◆ TASK DESCRIPTION
Copy the data below exactly.

◆ AVAILABLE DATA
PR #5163, opened 2023-11-07
Fixes #23707: Implement common zio-json utils for plugins in rudder 

clarktsiory:
https://issues.rudder.io/issues/23707

It is about moving code from [a plugin](https://github.com/Normation/rudder-plugins-private/pull/468/files#diff-53797078b2054da1a7e7aee8e315cd630043045f9e1ff19916e01a88a39c32e1L26), because it needs to be shared by many plugins and also probably in the API endpoints definitions when migrating lift-json to zio-json...

### DIFF
--- a/webapp/sources/rudder/rudder-rest/src/main/scala/com/normation/rudder/rest/RudderJsonRequest.scala
+++ b/webapp/sources/rudder/rudder-rest/src/main/scala/com/normation/rudder/rest/RudderJsonRequest.scala
@@ -1,0 +1,59 @@
+/*
+ *************************************************************************************
+ * Copyright 2023 Normation SAS
+ *************************************************************************************
+ *
+ * This file is part of Rudder.
+ *
+ * Rudder is free software: you can redistribute it and/or modify
+ * it under the terms of the GNU General Public License as published by
+ * the Free Software Foundation, either version 3 of the License, or
+ * (at your option) any later version.
+ *
+ * In accordance with the terms of section 7 (7. Additional Terms.) of
+ * the GNU General Public License version 3, the copyright holders add
+ * the following Additional permissions:
+ * Notwithstanding to the terms of section 5 (5. Conveying Modified Source
+ * Versions) and 6 (6. Conveying Non-Source Forms.) of the GNU General
+ * Public License version 3, when you create a Related Module, this
+ * Related Module is not considered as a part of the work and may be
+ * distributed under the license agreement of your choice.
+ * A "Related Module" means a set of sources files including their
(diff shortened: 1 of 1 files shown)


webapp/sources/rudder/rudder-rest/src/main/scala/com/normation/rudder/rest/RudderJsonRequest.scala
```diff
@@ -0,0 +1,40 @@
+package com.normation.rudder.rest
```
fanf, line 1: You need to add the copyright header on new files

webapp/sources/rudder/rudder-rest/src/main/scala/com/normation/rudder/rest/RudderJsonRequest.scala
```diff
@@ -0,0 +1,40 @@
...
+      // end copy
+
+      req.body match {
+        case eb: EmptyBox => Left(Unexpected((eb ?~! "error when accessing request body").messageChain))
+        case Full(bytes) => decoder.decodeJson(new String(bytes, charset)).left.map(Unexpected(_))
+      }
+    } else {
+      Left(Unexpected("Cannot parse non-JSON request as JSON; please check content-type."))
+    }
+  }
```
fanf, line 31: This code exactly is already in `ZioJsonExtractor#parseJson`

We don't want to duplicate such code, maintenance would be harder. Is there an intent with the copy ?

fanf:
You need to add a description explaining the architecture/implem choice and - if needed - impact.

Question: why a new file in

fanf (changes requested):
Please:
- complete description (for ex "similar to RudderJsonResponse for the request side, nothing special")
- add missing headers
- avoid copy/pasting

clarktsiory:
PR updated with a new commit

webapp/sources/rudder/rudder-rest/src/main/scala/com/normation/rudder/rest/RudderJsonRequest.scala
clarktsiory: It's just that I initially moved that code from the plugins repo, and I didn't realize it was the same :smile:

I reused `ZioJsonExtractor#parseJson` then, it is also more suited that only methods about requests are exposed in `RudderJsonRequest`

clarktsiory:
PR updated with a new commit

fanf (approved):

fanf:
OK, squash merging this PR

◆ WRITTEN ANSWER
PR #5163, opened 2023-11-07
Fixes #23707: Implement common zio-json utils for plugins in rudder 

clarktsiory:
https://issues.rudder.io/issues/23707

It is about moving code from [a plugin](https://github.com/Normation/rudder-plugins-private/pull/468/files#diff-53797078b2054da1a7e7aee8e315cd630043045f9e1ff19916e01a88a39c32e1L26), because it needs to be shared by many plugins and also probably in the API endpoints definitions when migrating lift-json to zio-json...

### DIFF
--- a/webapp/sources/rudder/rudder-rest/src/main/scala/com/normation/rudder/rest/RudderJsonRequest.scala
+++ b/webapp/sources/rudder/rudder-rest/src/main/scala/com/normation/rudder/rest/RudderJsonRequest.scala
@@ -1,0 +1,59 @@
+/*
+ *************************************************************************************
+ * Copyright 2023 Normation SAS
+ *************************************************************************************
+ *
+ * This file is part of Rudder.
+ *
+ * Rudder is free software: you can redistribute it and/or modify
+ * it under the terms of the GNU General Public License as published by
+ * the Free Software Foundation, either version 3 of the License, or
+ * (at your option) any later version.
+ *
+ * In accordance with the terms of section 7 (7. Additional Terms.) of
+ * the GNU General Public License version 3, the copyright holders add
+ * the following Additional permissions:
+ * Notwithstanding to the terms of section 5 (5. Conveying Modified Source
+ * Versions) and 6 (6. Conveying Non-Source Forms.) of the GNU General
+ * Public License version 3, when you create a Related Module, this
+ * Related Module is not considered as a part of the work and may be
+ * distributed under the license agreement of your choice.
+ * A "Related Module" means a set of sources files including their
(diff shortened: 1 of 1 files shown)


webapp/sources/rudder/rudder-rest/src/main/scala/com/normation/rudder/rest/RudderJsonRequest.scala
```diff
@@ -0,0 +1,40 @@
+package com.normation.rudder.rest
```
fanf, line 1: You need to add the copyright header on new files

webapp/sources/rudder/rudder-rest/src/main/scala/com/normation/rudder/rest/RudderJsonRequest.scala
```diff
@@ -0,0 +1,40 @@
...
+      // end copy
+
+      req.body match {
+        case eb: EmptyBox => Left(Unexpected((eb ?~! "error when accessing request body").messageChain))
+        case Full(bytes) => decoder.decodeJson(new String(bytes, charset)).left.map(Unexpected(_))
+      }
+    } else {
+      Left(Unexpected("Cannot parse non-JSON request as JSON; please check content-type."))
+    }
+  }
```
fanf, line 31: This code exactly is already in `ZioJsonExtractor#parseJson`

We don't want to duplicate such code, maintenance would be harder. Is there an intent with the copy ?

fanf:
You need to add a description explaining the architecture/implem choice and - if needed - impact.

Question: why a new file in

fanf (changes requested):
Please:
- complete description (for ex "similar to RudderJsonResponse for the request side, nothing special")
- add missing headers
- avoid copy/pasting

clarktsiory:
PR updated with a new commit

webapp/sources/rudder/rudder-rest/src/main/scala/com/normation/rudder/rest/RudderJsonRequest.scala
clarktsiory: It's just that I initially moved that code from the plugins repo, and I didn't realize it was the same :smile:

I reused `ZioJsonExtractor#parseJson` then, it is also more suited that only methods about requests are exposed in `RudderJsonRequest`

clarktsiory:
PR updated with a new commit

fanf (approved):

fanf:
OK, squash merging this PR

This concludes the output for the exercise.